Tally up the lines below that include the word "module". Answer with the number alone.

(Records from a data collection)
- - - - - - -

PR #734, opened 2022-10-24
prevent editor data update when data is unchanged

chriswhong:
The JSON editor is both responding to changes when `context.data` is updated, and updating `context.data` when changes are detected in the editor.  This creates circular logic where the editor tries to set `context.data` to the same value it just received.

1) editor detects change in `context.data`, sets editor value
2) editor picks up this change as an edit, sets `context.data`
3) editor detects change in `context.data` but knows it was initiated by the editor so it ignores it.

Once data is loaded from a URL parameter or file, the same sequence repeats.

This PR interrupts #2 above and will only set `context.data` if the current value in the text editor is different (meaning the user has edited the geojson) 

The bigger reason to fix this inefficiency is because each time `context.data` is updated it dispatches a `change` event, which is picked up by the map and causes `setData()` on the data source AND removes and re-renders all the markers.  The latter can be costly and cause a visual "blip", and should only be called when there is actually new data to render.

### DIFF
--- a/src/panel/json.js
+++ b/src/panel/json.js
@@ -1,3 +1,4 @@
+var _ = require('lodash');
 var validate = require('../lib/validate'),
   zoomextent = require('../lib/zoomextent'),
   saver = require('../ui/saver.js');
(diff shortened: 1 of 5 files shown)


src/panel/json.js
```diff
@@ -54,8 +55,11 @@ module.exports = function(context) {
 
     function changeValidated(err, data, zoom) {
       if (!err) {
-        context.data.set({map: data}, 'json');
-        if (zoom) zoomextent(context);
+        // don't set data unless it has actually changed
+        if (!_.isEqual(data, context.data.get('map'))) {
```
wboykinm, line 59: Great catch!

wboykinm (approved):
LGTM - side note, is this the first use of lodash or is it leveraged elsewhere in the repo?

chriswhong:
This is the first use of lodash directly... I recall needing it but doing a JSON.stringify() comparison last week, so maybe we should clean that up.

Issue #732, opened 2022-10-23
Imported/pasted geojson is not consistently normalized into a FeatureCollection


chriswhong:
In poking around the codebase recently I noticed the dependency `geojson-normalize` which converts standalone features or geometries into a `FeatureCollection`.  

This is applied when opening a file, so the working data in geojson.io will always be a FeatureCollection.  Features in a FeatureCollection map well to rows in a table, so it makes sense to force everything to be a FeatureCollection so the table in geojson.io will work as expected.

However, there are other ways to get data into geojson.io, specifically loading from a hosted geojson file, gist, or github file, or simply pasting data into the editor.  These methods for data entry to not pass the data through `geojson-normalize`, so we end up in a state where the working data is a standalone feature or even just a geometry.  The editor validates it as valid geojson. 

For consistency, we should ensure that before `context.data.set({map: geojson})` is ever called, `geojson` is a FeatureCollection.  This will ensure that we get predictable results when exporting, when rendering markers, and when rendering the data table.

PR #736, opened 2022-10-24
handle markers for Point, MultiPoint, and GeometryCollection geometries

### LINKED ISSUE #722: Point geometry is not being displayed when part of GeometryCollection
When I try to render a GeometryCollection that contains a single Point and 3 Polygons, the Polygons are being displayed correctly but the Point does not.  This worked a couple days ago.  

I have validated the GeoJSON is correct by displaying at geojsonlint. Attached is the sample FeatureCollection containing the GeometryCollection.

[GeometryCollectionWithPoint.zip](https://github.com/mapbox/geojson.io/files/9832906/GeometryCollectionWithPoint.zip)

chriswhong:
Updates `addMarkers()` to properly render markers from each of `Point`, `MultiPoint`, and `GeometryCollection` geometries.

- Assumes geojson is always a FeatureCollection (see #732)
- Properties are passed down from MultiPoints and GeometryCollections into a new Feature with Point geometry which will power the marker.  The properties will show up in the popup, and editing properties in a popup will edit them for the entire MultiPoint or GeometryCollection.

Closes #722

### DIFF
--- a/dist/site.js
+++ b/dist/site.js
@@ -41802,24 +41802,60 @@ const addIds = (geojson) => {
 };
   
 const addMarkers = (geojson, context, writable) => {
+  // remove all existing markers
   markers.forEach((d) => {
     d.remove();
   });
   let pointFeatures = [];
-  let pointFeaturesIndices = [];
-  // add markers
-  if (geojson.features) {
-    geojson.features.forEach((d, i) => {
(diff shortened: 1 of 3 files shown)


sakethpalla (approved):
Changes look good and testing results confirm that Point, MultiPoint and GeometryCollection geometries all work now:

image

- - - - - - -

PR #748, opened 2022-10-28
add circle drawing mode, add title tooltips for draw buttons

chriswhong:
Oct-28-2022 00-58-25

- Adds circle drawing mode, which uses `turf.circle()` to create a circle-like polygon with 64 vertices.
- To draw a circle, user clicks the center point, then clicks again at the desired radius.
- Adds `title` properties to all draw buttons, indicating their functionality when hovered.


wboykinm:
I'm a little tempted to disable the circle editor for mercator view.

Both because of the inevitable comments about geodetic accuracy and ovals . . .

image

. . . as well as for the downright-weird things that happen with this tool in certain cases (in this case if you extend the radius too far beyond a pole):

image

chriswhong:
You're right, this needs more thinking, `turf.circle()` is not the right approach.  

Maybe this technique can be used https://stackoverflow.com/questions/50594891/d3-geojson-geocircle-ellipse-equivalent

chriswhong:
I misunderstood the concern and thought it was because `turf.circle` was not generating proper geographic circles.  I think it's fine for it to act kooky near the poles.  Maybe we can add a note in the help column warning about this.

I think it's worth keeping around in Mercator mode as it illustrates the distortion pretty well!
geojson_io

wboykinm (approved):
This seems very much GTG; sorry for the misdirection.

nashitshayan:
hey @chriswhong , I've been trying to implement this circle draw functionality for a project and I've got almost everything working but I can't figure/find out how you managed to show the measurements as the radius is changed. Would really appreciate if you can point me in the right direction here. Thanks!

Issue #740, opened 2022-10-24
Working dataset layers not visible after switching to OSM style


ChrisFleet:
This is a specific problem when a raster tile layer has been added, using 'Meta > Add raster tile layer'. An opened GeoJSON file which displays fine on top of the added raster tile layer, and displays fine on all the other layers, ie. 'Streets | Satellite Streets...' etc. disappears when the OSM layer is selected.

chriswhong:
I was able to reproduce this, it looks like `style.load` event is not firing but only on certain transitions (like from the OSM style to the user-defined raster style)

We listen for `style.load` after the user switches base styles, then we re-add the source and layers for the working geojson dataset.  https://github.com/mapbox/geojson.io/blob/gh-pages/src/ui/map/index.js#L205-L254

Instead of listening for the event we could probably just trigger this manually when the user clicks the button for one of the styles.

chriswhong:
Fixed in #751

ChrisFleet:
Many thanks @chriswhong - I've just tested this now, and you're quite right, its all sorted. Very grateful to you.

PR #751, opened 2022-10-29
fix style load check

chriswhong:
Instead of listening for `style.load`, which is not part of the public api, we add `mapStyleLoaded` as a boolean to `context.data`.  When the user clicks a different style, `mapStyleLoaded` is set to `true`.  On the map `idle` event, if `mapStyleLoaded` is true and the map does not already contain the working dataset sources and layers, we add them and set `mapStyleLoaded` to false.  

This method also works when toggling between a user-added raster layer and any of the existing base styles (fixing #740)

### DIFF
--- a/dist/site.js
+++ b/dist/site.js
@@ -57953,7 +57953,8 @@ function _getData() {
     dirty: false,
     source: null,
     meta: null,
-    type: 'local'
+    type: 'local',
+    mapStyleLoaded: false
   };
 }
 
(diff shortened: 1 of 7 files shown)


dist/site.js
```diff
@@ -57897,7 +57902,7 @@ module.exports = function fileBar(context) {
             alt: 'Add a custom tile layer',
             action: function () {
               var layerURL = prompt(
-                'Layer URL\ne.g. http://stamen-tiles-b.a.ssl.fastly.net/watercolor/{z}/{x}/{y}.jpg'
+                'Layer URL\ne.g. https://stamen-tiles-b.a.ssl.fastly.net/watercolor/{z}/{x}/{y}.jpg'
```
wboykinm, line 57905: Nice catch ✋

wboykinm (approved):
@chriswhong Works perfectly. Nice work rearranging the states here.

- - - - - - -

[OUTPUT]
2